WORK INSTRUCTIONS: Nothing is needed except the lines below that run from the one with "Fixed with #200" through the one with "the synchronization situation?", repeated exactly.
*** RECORDS FOR THIS TASK ***
Issue #122, opened 2019-01-14
vkcube: By which mechanism is the depth buffer synchronized


krOoze:
May I ask by which mechanism is the depth buffer synchronized in the `vkcube` demo?
This seems to be the source of many tutorials, but I suspect they just copy-paste this aspect without knowing why it works...

First use in frame seem to be the `loadOp = VK_ATTACHMENT_LOAD_OP_CLEAR` (i.e. `VK_PIPELINE_STAGE_EARLY_FRAGMENT_TESTS_BIT`), and last use the `storeOp = VK_ATTACHMENT_STORE_OP_DONT_CARE` (i.e. `VK_PIPELINE_STAGE_LATE_FRAGMENT_TESTS_BIT`).

The default `FRAME_LAG` is `2`, so it means there may purely theoretically be an overlap. I.e. fence wait is on an older frame, and not the immediately previous one.

There seem to be no subpass dependencies (except the implicitly defined ones).
The implicit renderpass external dependencies should do half the jorb. I.e. it  would make the depth buffer successfully "available from", but **not** "visible to" the ` loadOp` of the next frame.
Similarly, the implicit renderpass external dependencies of the next frame would make it "visible to", but not "available from" the previous frame. An execution dependency is missing between the two to make it work.

And there seem to be no pipeline barriers.

There is a semaphore signal on the batch, but only `vkQueuePresent` waits on it, which implies nothing about the state of the resource to the next frame. That is so because based on spec it does not cover subsequent submissions:

> Also, in the case of `vkQueueSubmit`, the second synchronization scope additionally includes all commands that occur later in submission order.

There is a semaphore wait on the batch. But the semaphore is from `vkAcquireNextImageKHR`, which does not imply much about the state of the draw of the previous frame. And the `pWaitDstStageMask` is `VK_PIPELINE_STAGE_COLOR_ATTACHMENT_OUTPUT_BIT` which does not match the depth buffer `loadOp` anyway.

I think the only way this would work is if there was some implicit relation of `vkQueuePresent` and `vkAcquireNextImageKHR`, that I cannot support from spec. (Or some other obscure mechanism from spec, which I missed, that is outside the realm of the conventional synchronization model).

Tony-LunarG:
Fixed with #200

PR #197, opened 2019-06-05
Cube: Add depth buffer per swapchain image

Tony-LunarG:
Addresses #122 by allocating a depth buffer for each swapchain image, removing the need for additional synchronization.  Also fixes a typo.

### DIFF
--- a/cube/cube.c
+++ b/cube/cube.c
@@ -1828,14 +1828,14 @@ static void demo_prepare_descriptor_layout(struct demo *demo) {
     err = vkCreateDescriptorSetLayout(demo->device, &descriptor_layout, NULL, &demo->desc_layout);
     assert(!err);
 
-    const VkPipelineLayoutCreateInfo pPipelineLayoutCreateInfo = {
+    const VkPipelineLayoutCreateInfo pipelineLayoutCreateInfo = {
         .sType = VK_STRUCTURE_TYPE_PIPELINE_LAYOUT_CREATE_INFO,
         .pNext = NULL,
         .setLayoutCount = 1,
         .pSetLayouts = &demo->desc_layout,
     };
 
-    err = vkCreatePipelineLayout(demo->device, &pPipelineLayoutCreateInfo, NULL, &demo->pipeline_layout);
+    err = vkCreatePipelineLayout(demo->device, &pipelineLayoutCreateInfo, NULL, &demo->pipeline_layout);
     assert(!err);
 }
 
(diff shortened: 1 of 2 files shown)


Tobski:
@Tony-LunarG given that this cube demo is an oft-referenced example when developers are starting out, it would be good if it were following best practices - and this change is really not best practices. What's the motivation for adding multiple depth buffers instead of fixing the synchronization situation?

jzulauf-lunarg:
@tobski -- my thought was "toy solutions for toy problems." Given that for a zero stall solution (two depth buffers) this only requires an additional depth buffer to match with the 3 present buffers and leverage the existing synchronization code, it seemed reasonable.

If you have a suggested "best practice" fix (or approach), we'd certainly be open to it.

Tony-LunarG:
@Tobski would a barrier be more appropriate?  Is the barrier that I added to cube.c in the tony-cube-depth-barrier branch correct and sufficient?

cforfang:
> Given that for a zero stall solution (two depth buffers) this only requires an additional depth buffer to match with the 3 present buffers and leverage the existing synchronization code, it seemed reasonable.

I'm wondering what the thinking is for why you need two depth buffers to avoid stalls here? The GPU is only going to be rendering to one image at a time, so it's not like not having N depth-buffers is going to prevent much overlap. The only potential 'issue' I can think of is there will -- with 1 depth-buffer -- have to be a execution barrier between render-passes sharing it, to make sure the previous pass is done before the next starts, but _tripling_ memory consumption to avoid this kind of _super-tiny_ stall doesn't seem like good practice.

In fact, personally my main objection to this change is that it gives the impression you _want_ or _need_ to N-buffer in this case to avoid some kind of heavy performance hit, which is not the case. :)

Tobski:
Sorry I was off yesterday so couldn't respond, but basically what @cforfang said 😅

cforfang:
> @Tobski would a barrier be more appropriate? Is the barrier that I added to cube.c in the tony-cube-depth-barrier branch correct and sufficient?

Direct link: https://github.com/KhronosGroup/Vulkan-Tools/commit/8ed50eb17f012723b5dd42edd180e141f6c844ab

This looks pretty reasonable to me :) Possibly one would want to use `(VK_PIPELINE_STAGE_EARLY_FRAGMENT_TESTS_BIT | VK_PIPELINE_STAGE_LATE_FRAGMENT_TESTS_BIT)` for the stages; @Tobski?

Tony-LunarG:
Closing in lieu of #200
*** End of RECORDS FOR THIS TASK ***
RESULT OF THE TASK:
Fixed with #200

PR #197, opened 2019-06-05
Cube: Add depth buffer per swapchain image

Tony-LunarG:
Addresses #122 by allocating a depth buffer for each swapchain image, removing the need for additional synchronization.  Also fixes a typo.

### DIFF
--- a/cube/cube.c
+++ b/cube/cube.c
@@ -1828,14 +1828,14 @@ static void demo_prepare_descriptor_layout(struct demo *demo) {
     err = vkCreateDescriptorSetLayout(demo->device, &descriptor_layout, NULL, &demo->desc_layout);
     assert(!err);
 
-    const VkPipelineLayoutCreateInfo pPipelineLayoutCreateInfo = {
+    const VkPipelineLayoutCreateInfo pipelineLayoutCreateInfo = {
         .sType = VK_STRUCTURE_TYPE_PIPELINE_LAYOUT_CREATE_INFO,
         .pNext = NULL,
         .setLayoutCount = 1,
         .pSetLayouts = &demo->desc_layout,
     };
 
-    err = vkCreatePipelineLayout(demo->device, &pPipelineLayoutCreateInfo, NULL, &demo->pipeline_layout);
+    err = vkCreatePipelineLayout(demo->device, &pipelineLayoutCreateInfo, NULL, &demo->pipeline_layout);
     assert(!err);
 }
 
(diff shortened: 1 of 2 files shown)


Tobski:
@Tony-LunarG given that this cube demo is an oft-referenced example when developers are starting out, it would be good if it were following best practices - and this change is really not best practices. What's the motivation for adding multiple depth buffers instead of fixing the synchronization situation?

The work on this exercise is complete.